Monte Carlo Simulation is a powerful statistical method for modeling the probability of various outcomes in different processes. Named after the famous Monte Carlo Casino in Monaco, this technique employs random sampling or historical data to provide highly accurate probabilistic estimates. For example, the graph of potential investment outcomes shown by your stock broker is likely the result of a Monte Carlo simulation.
Monte Carlo simulation can also used to predict project delivery dates or product release dates with high accuracy. This guide will focus on using Monte Carlo Simulation to forecast delivery dates. For a broader strategic overview, read Unlocking the secrets to accurately forecast product releases.
Cycle Time
Before diving into the details, let’s briefly talk about cycle time. Cycle time is the total time from the beginning to the end of a process, including processing time and any waiting time. It is a critical metric in manufacturing, software development, IT service management – in fact, in any department or industry interested in tracking delivery speed. By using Monte Carlo Simulation, we can model and predict cycle time variability, helping us manage expectations and margins.
Probability Distributions
Once you have your cycle time data, create a histogram to understand the probability distribution of your process. For service delivery or software engineering, your distribution is likely similar to the one outlined here. This is not a normal distribution. However, if most tasks are completed around the average (or median), with some variation, you’ll get a familiar bell curve which is a normal distribution
While this step is not strictly necessary for Monte Carlo simulation modeling, it is helpful for understanding the data—specifically, the average, median, range, and variation. This analysis provides insights into the effectiveness of current processes and helps identify areas for improvement.
Creating the Monte Carlo Simulation
To implement Monte Carlo simulation, Python is highly recommended for its versatility and power. Although I’m not a programmer by trade, I find it accessible, powerful and easy to use. Alternatively, you can use Excel.
Understanding The Logic Behind The Monte Carlo Method
Let’s explore the thought process and logic behind the Monte Carlo method, focusing on predicting delivery dates.
You likely have estimated delivery dates based on work estimates or story point velocity. Let’s validate these using Monte Carlo simulation. As outlined above, you are tracking cycle time of completed work. Let’s use that.
Now refer to the glass jar filled with numbered balls. Each ball contains a unique number representing the cycle time of each completed task. I like to wait until 5-10 tasks are complete before beginning to validate the projected end dates.

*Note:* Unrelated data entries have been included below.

PR #40, opened 2018-09-30
add aliases to help command

aresko:
#32


Cmdr/BuiltInCommands/help.lua
```diff
@@ -14,7 +14,7 @@ return {
 	Run = function (context, commandName)
 		if commandName then
 			local command = context.Cmdr.Registry:GetCommand(commandName)
-			context:Reply(("Command: %s"):format(command.Name), Color3.fromRGB(230, 126, 34))
+			context:Reply(("Command: %s %s"):format(command.Name, command.Aliases and table.getn(command.Aliases) > 0 and ("(Aliases: %s)"):format(table.concat(command.Aliases, ", ")) or ""), Color3.fromRGB(230, 126, 34))
```
evaera: - Do not use deprecated function `table.getn`
- Add another separate reply call for Aliases, they should be on their own line

PR #45, opened 2018-10-09
Add a client-side clear command

### LINKED ISSUE #44: Add a clear command
A client-side command that would use the `DefaultUtil` group.
When run, it would simply remove all lines besides the input line from the console screen.

TripleFrequency:
Closes #44 

There is one limitation to this implementation, in that when you run the command you are left with a "Window cleared." text at the top of the GUI.

To get around this, a way to actually return nothing from a command may be necessary.

### DIFF
--- a/Cmdr/BuiltInCommands/clear.lua
+++ b/Cmdr/BuiltInCommands/clear.lua
@@ -22,6 +22,6 @@ return {
             end
             Frame.Size = Frame.Size - UDim2.new(0, 0, 0, -shrinkHeight)
         end
-		return nil
+		return "Window cleared."
 	end
 }
--- a/Cmdr/BuiltInCommands/clear.lua
+++ b/Cmdr/BuiltInCommands/clear.lua
@@ -12,14 +12,11 @@ return {
 		local frame = gui:WaitForChild("Frame")
 
 		if gui and frame then
-			local shrinkHeight = 0
 			for _, child in pairs(frame:GetChildren()) do
 				if child.Name == "Line" and child:IsA("TextLabel") then
-					shrinkHeight = shrinkHeight + child.Size.Y.Offset
 					child:Destroy()
 				end
 			end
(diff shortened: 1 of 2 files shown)


evaera:
Returning an empty string explicitly (`""`) will not add a new line to the console.

Cmdr/BuiltInCommands/clear.lua
```diff
@@ -0,0 +1,27 @@
...
+
+    Run = function()
+        local Player = Players.LocalPlayer
+        local Gui = Player:WaitForChild("PlayerGui"):WaitForChild("Cmdr")
+        local Frame = Gui:WaitForChild("Frame")
+
+        if Gui and Frame then
+            local shrinkHeight = 0
+            for _, child in pairs(Frame:GetChildren()) do
+                if (child.Name == "Line" and child:IsA("TextLabel")) then
```
evaera: Unnecessary parenthesis

Cmdr/BuiltInCommands/clear.lua
```diff
@@ -0,0 +1,27 @@
...
+	Name = "clear";
+	Aliases = {};
+	Description = "Clear all lines above the entry line of the Cmdr window.";
+	Group = "DefaultUtil";
+	Args = {};
+
+    Run = function()
+        local Player = Players.LocalPlayer
+        local Gui = Player:WaitForChild("PlayerGui"):WaitForChild("Cmdr")
+        local Frame = Gui:WaitForChild("Frame")
```
evaera: Block scoped variables should be camelCase

TripleFrequency:
I ran a small test after https://github.com/evaera/Cmdr/pull/45/commits/fa5153e9b53899e8dbc114e39343a3d6aefea682. There seems to be an issue related to having a blank string as a response, where the Cmdr window increases its size again. I will look into it when I get the chance, to verify if it is strictly related to the clear command's implementation.

PR #47, opened 2018-10-10
Add Registry Validation

TripleFrequency:
This implementation throws errors on the client if a registered command has both a `Data` and `Run` section declared.
It also errors if a registered type's name is `nil`, if it isn't a string, if it contains anything other than letters, or doesn't start with a lowercase letter.


TripleFrequency:
You'll have to update the base branch @evaera, I accidentally left it on the default `master`.

evaera:
Type names may contain numbers

PR #63, opened 2019-02-07
Ban command

ImmortalSlayer:
The following request is a created ban command that ban a user for a certain amount of time (using the new duration type) as well as a given reason.


LoganDark:
Most games have their own ban system. Integrators of Cmdr would most likely create one of their own.

Taking a quick glimpse of your code, I don't think it fits the theme of the other default commands.

AnonymousDeveloper13:
I honestly disagree and feel like a default system should be in place but you could modify it if you want to work with your own ban system

evaera:
If there was a ban system, it wouldn't be modifiable. The best you could do is just not register it and make your own. Cmdr's built in commands should never be modified manually.

LoganDark:
@evaera Maybe a ban system could serve as an example, but not a default feature of Cmdr.

PR #84, opened 2019-08-07
Fix multi-line text clipping.

Luke-Gnar:
Fixes multi-line text being clipped through everything in the console due to incorrect Y offset size in the textlabel.


evaera:
Please fix build before review.

Luke-Gnar:
I don't know how luacheck works. I'm unsure why the build is failing.

PR #105, opened 2020-03-06
Add utility method that takes server command implementations from a t…

FableRBX:
…able of functions in place of separate ModuleScripts.

An example of how this would be used:

`Cmdr:RegisterCommandsInContainerUsingTable(ServerScriptService.Commands, ServerCommands.Commands)`

_ServerCommands.lua_
```
local GameService

local ServerCommands = {}

function ServerCommands:Init()
    GameService = self.Services.GameService
end

function ServerCommands:OnCommandInvoked(context)
    print(string.format("%s invoked command %s!", context.Executor.Name, context.Name))
    return true
end

ServerCommands.Commands = {
    AddItem = function(context, toPlayer, itemType, itemId)
        local res = ServerCommands:OnCommandInvoked(context)
        if res then
            return GameService:AddItemCmd(toPlayer, itemType, itemId)
        else
            error(context.Executure.Name .. " is not allowed to run this command!")
        end
    end,

    AddResource = function(context, toPlayer, resourceType, resourceAmt)
        local res = ServerCommands:OnCommandInvoked(context)
        if res then
            return GameService:AddResourceCmd(toPlayer, resourceType, resourceAmt)
        else
            error(context.Executure.Name .. " is not allowed to run this command!")
        end
    end
}

return ServerCommands
```

### DIFF
--- a/Cmdr/Shared/Registry.lua
+++ b/Cmdr/Shared/Registry.lua
@@ -182,6 +182,24 @@ function Registry:RegisterCommandsIn (container, filter)
 	end
 end
 
+--- A helper method that registers all commands inside a specific container and sources the server implementations from a given table.
+function Registry:RegisterCommandsInContainerUsingTable (container, serverCmdTable)
+    for _, commandScript in pairs(container:GetChildren()) do
+        if commandScript:IsA("ModuleScript") then
+            local commandObject = require(commandScript)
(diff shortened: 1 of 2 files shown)


evaera:
Thanks for the PR, but I'm going to close this because I don't think it's good practice.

- Pick a ball from the jar (representing the cycle time of a completed task).
- Note the number and return the ball to the jar.
- Shake the jar and repeat the process.
- Perform this process 10,000 times or more.
- Repeat for all incomplete tasks.
Once you have simulated the cycle times for each incomplete task, plot the probability distribution of all the incomplete tasks using random sampling. The x-axis will represent time (days, weeks, or months), depending on your data.
Interpreting the Monte Carlo Simulation Results
- Mean (Average) Completion Time: 7.65 weeks.
- Median Completion Time: 7.64 weeks, indicating a symmetric distribution.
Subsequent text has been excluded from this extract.